Go through the entries below and copy every line that holds the word "opened".

(Collected data entries)
[Start of section]

PR #1062, opened 2017-03-21
Respect encoding on remote connection

mozisan:
Read/Write on remote connection works correctly only for files which encoding is `UTF-8`.
This PR fixes this.

### DIFF
--- a/pkg/nuclide-remote-connection/lib/RemoteFile.js
+++ b/pkg/nuclide-remote-connection/lib/RemoteFile.js
@@ -254,10 +254,11 @@ export class RemoteFile {
   }
 
   async read(flushCache?: boolean): Promise<string> {
-    const data = await this._getFileSystemService().readFile(this._localPath);
+    const encoding = this.getEncoding();
+    const options = encoding ? {encoding} : {};
+    const data = await this._getFileSystemService().readFile(this._localPath, options);
     const contents = data.toString();
     this._setDigest(contents);
-    // TODO: respect encoding
     return contents;
   }
 
@@ -267,7 +268,9 @@ export class RemoteFile {
 
   async write(text: string): Promise<void> {
     const previouslyExisted = await this.exists();
-    await this._getFileSystemService().writeFile(this._localPath, text);
+    const encoding = this.getEncoding();
+    const options = encoding ? {encoding} : {};
+    await this._getFileSystemService().writeFile(this._localPath, text, options);
     if (!previouslyExisted && this._subscriptionCount > 0) {
       this._subscribeToNativeChangeEvents();
     }
--- a/pkg/nuclide-server/lib/services/FileSystemService.js
+++ b/pkg/nuclide-server/lib/services/FileSystemService.js
@@ -255,11 +255,21 @@ export function unlink(path: string): Promise<void> {
  */
 export async function readFile(
   path: string,
-  options?: {flag?: string},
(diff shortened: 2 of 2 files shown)


pkg/nuclide-remote-connection/lib/RemoteFile.js
```diff
@@ -254,10 +254,11 @@ export class RemoteFile {
   }
 
   async read(flushCache?: boolean): Promise<string> {
-    const data = await this._getFileSystemService().readFile(this._localPath);
+    const encoding = this.getEncoding();
+    const options = encoding ? {encoding} : {};
```
hansonw: The Atom code always keeps this non-null/non-empty (and we've Flow-typed it as such), so I think that's fine to assume here as well. Let's just inline `options` as `{encoding}` below.

pkg/nuclide-server/lib/services/FileSystemService.js
```diff
@@ -255,12 +255,22 @@ export function unlink(path: string): Promise<void> {
...
 ): Promise<Buffer> {
   const stats = await fsPromise.stat(path);
   if (stats.size > READFILE_SIZE_LIMIT) {
     throw new Error(`File is too large (${stats.size} bytes)`);
   }
+  if (options && options.encoding) {
+    const encoding = options.encoding;
+    delete options.encoding;
+    if (encoding !== 'utf8') {
+      const iconv = require('iconv-lite');
```
hansonw: Nuclide uses a transform to lazy-require all imports, so just import this at the top of the file in the usual way.

pkg/nuclide-remote-connection/lib/RemoteFile.js
```diff
@@ -254,10 +254,11 @@ export class RemoteFile {
...
+    const data = await this._getFileSystemService().readFile(this._localPath, options);
     const contents = data.toString();
```
hansonw: Something about this feels off. Does this work? Doesn't this implicitly encode the buffer as a UTF-8 string? Or does this work because the `readFile` call implicitly decodes into a UTF-8 string?

Is that guaranteed to work? IMO it would be clearer and more preferable to keep the `readFile` call encoding-agnostic, let it keep returning a raw Buffer, and do the decoding here (as with Atom's implementation).

pkg/nuclide-server/lib/services/FileSystemService.js
```diff
@@ -314,7 +324,14 @@ export async function writeFile(path: string, data: string,
   let complete = false;
   const tempFilePath = await fsPromise.tempfile('nuclide');
   try {
-    await fsPromise.writeFile(tempFilePath, data, options);
+    if (options && options.encoding && options.encoding !== 'utf8') {
+      const iconv = require('iconv-lite');
```
hansonw: ditto

hansonw (changes requested):
Sorry about the delayed response! some comments inline.

Another note: we don't have `iconv-lite` as an explicit dependency (though it is included transitively). You'll want to add this to our `package.json` to make this explicit.

Probably use `~0.4.13` to avoid duplication with the existing version (which comes from `node-fetch` -> `encoding`)

hansonw:
If you're using Atom 1.19 the new remote file implementation should work with encodings!
https://github.com/facebook/nuclide/blob/master/pkg/nuclide-remote-connection/lib/RemoteFile.js#L355

PR #1134, opened 2017-05-12
Use Markdown markup to denote Remote Development Prerequisites list

vtambourine:
Markdown-style link are not working inside HTML tags. You can see the broken links on [Remote Development](https://nuclide.io/docs/features/remote/#prerequisites) page. Here I tried to fix it by using regular plain list syntax instead of `ul` tags.

Correct me if I wrong, but the only reason to use HTML here is to have `<li id="node"></li>` item, which, probably, have to be `class="node"`, but still not used anywhere.


hansonw:
Good catch. Thanks!

PR #56, opened 2025-01-10
8 funkydate fix

### LINKED ISSUE #8: Bug: Funky Date
Angela Chen and Ida Voong

Description:
- Look at the info tab and look at the date
- BUG: day and month can be zero, which is confusing 
- FIX: make the day and month start at 1 (i.e 1/1/0 0 o'clock)
- NOTE: format is day/month/year

idavoong:
Group Members: Angela Chen, Ida Voong
### What changed:
- Changed `packages\server\src\date\fantasyDate.ts` so that when a new fantasy date object is created, the month and day start at 1 instead of 0.
- Added a new unit test to test this functionality in `packages\server\test\date\fantasydate.test.ts`
- Edited `packages/server/test/testSetup.ts` so that we can run tests in parallel by using different database instances. Running tests on the same database can cause flaky tests since it's trying to edit data at the same time.
- [Closes #8 ](https://github.com/sloalchemist/potions/issues/8)

### Why?:
- It's confusing to have day and month start at 0.


anvch:
LGTM

anvch (commented):
LGTM

packages/server/test/testSetup.ts
```diff
@@ -10,11 +10,11 @@ export let world: ServerWorld;
 export let village: Community;
 export let itemGenerator: ItemGenerator;
 
-export const commonSetup = () => {
+export const commonSetup = (testName: string) => {
   // Any common setup code
   jest.clearAllMocks();
 
-  initializeServerDatabase('data/test.db', true);
+  initializeServerDatabase(testName, true);
```
StarDylan, line 17: Could you add a bit of context in the PR about why this change was made?

Also, just a friendly reminder to use the [Conventional Commit](https://www.conventionalcommits.org/) format as outlined in the `CONTRIBUTING.md`.

StarDylan (changes requested):

packages/server/test/testSetup.ts
anvch: This change was made after discussing with the professor because we use pnpm to test. Before, our tests were failing because it was trying to access the same resource (data/test.db) at the same time. The testName parameter adds a field so that when you setup the test, you can create a separate instance of the server database for each specific test file.

By adding context in the code, do you just mean adding a comment explaining the format of testName and its purpose? Also, the conventional commit format is noted - is it ok to just use that format moving forward because we can't change our previous commit messages?

StarDylan: > By adding context in the code, do you just mean adding a comment explaining the format of testName and its purpose?

Yes. But I recommend using a JSDoc for `commonSetup` like this:
```
/**
 * Add 2 numbers
 * @param a The first number
 * @param b The second number
 */
  return a + b;
}
```
Then we get nice documentation when hovering over it:

image

Then in a separate line comment, you can describe why we need this parameter at all (to avoid concurrent access issues since jest runs test files in parallel).

Here's a nice paragraph from Google describing the difference between line comments and JSdocs https://google.github.io/styleguide/tsguide.html#jsdoc-vs-comments

> Also, the conventional commit format is noted - is it ok to just use that format moving forward because we can't change our previous commit messages?

Yes that's fine.

StarDylan (approved):
Awesome, looks great! Thank you for implementing this for the class. 

For future reference, using the prefix `docs:` might be a slightly better fit for the commit message, but the format looks good.

PR #58, opened 2025-01-10
Make cauldron not walkable

jmdebarro:
Group: Logan Costello, Jonathan DeBarro

Changed configuration files to make cauldron not walkable.
`packages/client/static/global.json`
`packages/server/static/global.json`

Added unit test to see if item is walkable.
`packages/server/test/items/itemsWalkable.test.ts`

Edited a testSetup.ts file to take in an optional string that becomes the database name for the testing instance. If nothing is passed, 'data/test.db' is assigned.
`packages/server/test/testSetup.ts`


jackalnom:
To confirm, you tested to make sure you can still brew potions at a cauldron after this change?

jmdebarro:
> To confirm, you tested to make sure you can still brew potions at a cauldron after this change?

Actually no we have to write that unit test. We just checked that we could do it through the game, which we could

StarDylan:
Next time make sure to use the [Conventional Commits](https://www.conventionalcommits.org/en/v1.0.0/) format. But otherwise it looks good! I'm waiting on merging until #56 is merged, since they're working on some documentation for `testSetup.ts`

StarDylan:
@jmdebarro and @logancostello Please fix the merge conflict

jmdebarro:
> @jmdebarro and @logancostello Please fix the merge conflict

We need to write another test case. I'll ping you @StarDylan when it's fully complete. Apologies for opening this PR early.

logancostello:
> To confirm, you tested to make sure you can still brew potions at a cauldron after this change?

Would it be better create a test that you can interact with an item while next to it (rather than on top of it) if a) the item is not walkable and b) the item has an interaction. This would make it more generic, a bit easier to test, and also help test potion shops (we made the same change to them as well).

logancostello (commented):
LGTM. In the future we should use unit tests rather than manual test to test that the cauldron and potion stand can be still be interacted with.

jmdebarro:
Hey @StarDylan We're good now. Prof said we didn't need that second unit test, so this should be fine. Let us know if there is anything we should change. Thanks for hanging with us.

logancostello (commented):
Still looks good from the last time

logancostello (approved):

StarDylan (approved):
Great, it looks good!

PR #59, opened 2025-01-11
39 BUG: Negative Health Possible for Mobs

xgarcia17:
Group Members: Xavier Garcia, Kaila Aquino, Dre Seguitan
### The Bug
Before the fix, when mobs are attacked, they lose health. When mobs take on more damage points than they have health points remaining, their health becomes a negative number. Instead, in this instance, the mob's health should be set to zero.
### What Changed
- Changed `packages/server/src/mobs/mob.ts` in the function `changeHealth()`, in addition to checking the upper-bound of a mob's health with the `maxHealth` property, code was added to check the lower-bound of a mob's health so that it does not become less than zero.
- Created the directory `packages/server/test/mobs` along with the test file `mobNegativeHealth.test.ts` which is contained inside said directory. The test file tests the identified bug and it's fix.
- Edited `packages/server/test/testSetup.ts` so that we can run tests in parallel by using different database instances, and so that we can create the necessary entities required for spawning mobs.


StarDylan:
Next time make sure to use the [Conventional Commits](https://www.conventionalcommits.org/en/v1.0.0/) format. But otherwise it looks good! I'm waiting on merging until #56 is merged, since they're working on some documentation for `testSetup.ts`

StarDylan:
Hey @kailaaquino and @xgarcia17 , could you please resolve the merge conflict using the instructions I shared on Slack before I review? Let me know if you have any questions

kailaaquino:
Hi @StarDylan I just merged and pushed the changes to our branch.

packages/server/test/mobs/mobNegativeHealth.test.ts
```diff
@@ -0,0 +1,151 @@
+import { commonSetup, graph } from '../testSetup';
+import { mobFactory } from '../../src/mobs/mobFactory';
+import { Mob } from '../../src/mobs/mob';
+import { DB } from '../../src/services/database';
+import { Community } from '../../src/community/community';
+import { buildAndSaveGraph, constructGraph, initialize } from '@rt-potion/converse';
+
+beforeAll(() => {
+  commonSetup("mobNegativeHealth");
```
StarDylan, line 9: Also please update this to use the new `commonSetup`'s parameter format: `data/[TEST_FILENAME].db`

kailaaquino: `commonSetup("data/mobNegativeHealth.test.db");`
Would it be like this?

StarDylan: Yep that works

kailaaquino: Just pushed the changes

packages/converse/data/test.db
StarDylan, line 1: These files are artifacts of the build and should be removed with:
```
git rm --cached packages/converse/data/test.db
git rm --cached packages/server/itemGenerator
git rm --cached packages/server/mobNegativeHealth
git rm --cached packages/server/mobNegativeHealth.test
```

StarDylan (changes requested):
Everything looks good, just need to remove these files and you'll be all set!

StarDylan (approved):
Looks great!

PR #61, opened 2025-01-11
BUG 27: Non-Allied Mobs Passing Items Between One Another

AndrewJMart:
Group Members: Andrew Martinez, Jasmine Cabrera, Allen Choi

The Bug

Nonallied mobs, such as the player and blob, are able to pass items to one another. Specifically, a player would be able to give items such as a log to a blob. This can be abstracted into nonallied mobs passing items between each other. 

What Changed

\potions\packages\server\src\items\carryable.ts  giveItem()
- Added inline comments to document the function
- Added if statement to check if mobs are allied before passing

\potions\packages\server\src\community\community.ts static isNotAllied()
- Added doc string describing Function
- Function checks alliance database to assert whether two mobs are in an alliance or not


TheAllenChoi:
lgtm

StarDylan:
Looks good! We just need to remove the test.db file with (then it should be ignored with the .gitignore):
```
git rm --cached packages/server/data/test.db
```

(also friendly remember to use the [Conventional Commit](https://www.conventionalcommits.org/en/v1.0.0/) format.

StarDylan (changes requested):
Looks good! We just need to remove the test.db file with (then it should be ignored with the .gitignore):
```
git rm --cached packages/server/data/test.db
```

Also friendly remember to use the [Conventional Commit](https://www.conventionalcommits.org/en/v1.0.0/) format.

AndrewJMart:
Test DB should be deleted!

StarDylan (approved):
Great, it looks good!

Issue #35, opened 2025-01-08
Bug: When player switches tabs after a game over, the screen freezes (Kaatje, Emily)


emlai1263:
![image](https://github.com/user-attachments/assets/09f1dc58-02fb-4c6e-9a93-3e875c86adf0)

PR #62, opened 2025-01-12
Bug: Game freezes on blur (blue screen)

emlai1263:
Group Members: Emily Lai, Kaatje Matthews

# Bug: Issue #35 
When the player gets a game over, and the unfocuses the game (switching tabs, clicking outside the window), the blur won't go away, regardless of focus status

# What changed
- the function handleDestoryMob in packages\client\src\services\serverToBroadcast.ts has a Typescript Promise that makes the game wait for the game is in focus before following through with disconnecting them to the world, so the screen freezes on the Game Over instead of the blur
- in main.ts, the game can't blur if the player has died
- packages\client\src\services\serverToBroadcast.ts - added playerDead boolean, which main.ts uses to prevent blurring if game over is reached
- packages\client\src\main.ts - added focused boolean, to let serverToBroadcast.ts see if the game is blurred or not

* Note on unit testing - This bug is more UI based and isn't good for unit testing, so no unit test is included (This has been discussed with Prof Pierce)


packages/client/src/scenes/worldScene.ts
```diff
@@ -437,4 +437,5 @@ export class WorldScene extends Phaser.Scene {
     text.setScrollFactor(0); // Make it stay static
     text.setDepth(100);
   }
+  // remove blur?
```
StarDylan, line 440: What's this comment for?

emlai1263: Woops, that was a note to myself when I was looking through the code, I removed it!

StarDylan (approved):
Looks good!

PR #63, opened 2025-01-12
Validate User Name Inputs

AdamMikacich:
**Group:** Adam Mikacich, Ananya Thapar, Caroline Koddenberg

**Bug description:**
Prior to this PR, usernames had no restrictions. Names longer than 10 characters would overflow off the screen.

**What changed:**
We added a new `validators.ts` file to hold functions used for parsing user input. While this new file only contains our parseName function for now, it will come in handy for additional parses (such as those for chat input) as development continues. After a user enters their newly desired name, the parseName function trims the input and ensures the result is between 1 and 10 characters inclusive. If the new name does not satisfy these requirements, then the user is notified of these requirements (in which they can try again afterward).

**Why:**
Users expect their username to fit nicely on screen. Therefore, we must limit their input to a reasonable size to fit within the game. Moreover, whitespaces are trimmed before calculating the length and saving the result to remove accidental spaces before/after the name.

**Before:**
Screenshot 2025-01-11 at 6 18 47 PM
**After:**
Screenshot 2025-01-11 at 6 19 28 PM


StarDylan (approved):
Looks great! Good job!

Issue #40, opened 2025-01-08
Bug: Cannot chat again with same NPC until you go out and back into range. (Darren Hong, Andrew Mei)


DarrenH6293:

Andrew76xx:
Works if refreshed.

PR #66, opened 2025-01-12
fix: rechatting with npcs

Andrew76xx:
**Group**: Darren Hong, Andrew Mei

**Bug Description** (Issue #40): When finishing a conversation (chatting) with an NPC, the player cannot talk with the same NPC unless the nearby Mobs List changes.

**What Changed**: We added a line of code in `controller.ts` for the `setChatting` function, where the list of `lastChatCompanions` is reset every time a conversation is finished. The function, `mobRangeListener`, compares the nearby mobs with the mobs the player has recently chatted with and resets the `lastChatCompanions` list whenever the conversation ends. This ensures that the same NPCs can be re-added to the chat companion list, even if they were recently interacted with, as long as they remain in range.

**Why**: Previously, to chat with the same NPC, the player would have to go out of the mob's range and get back in OR wait for a new mob to be near the player to update the list of nearby mobs. By solving this issue, the player does not have to take unnecessary actions to chat with the same NPC.

Before:
image

After:
image

### DIFF
--- a/packages/client/src/world/controller.ts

[End of section]

→ Answer to this task
PR #1062, opened 2017-03-21
PR #1134, opened 2017-05-12
PR #56, opened 2025-01-10
PR #58, opened 2025-01-10
PR #59, opened 2025-01-11
PR #61, opened 2025-01-11
Issue #35, opened 2025-01-08
PR #62, opened 2025-01-12
PR #63, opened 2025-01-12
Issue #40, opened 2025-01-08
PR #66, opened 2025-01-12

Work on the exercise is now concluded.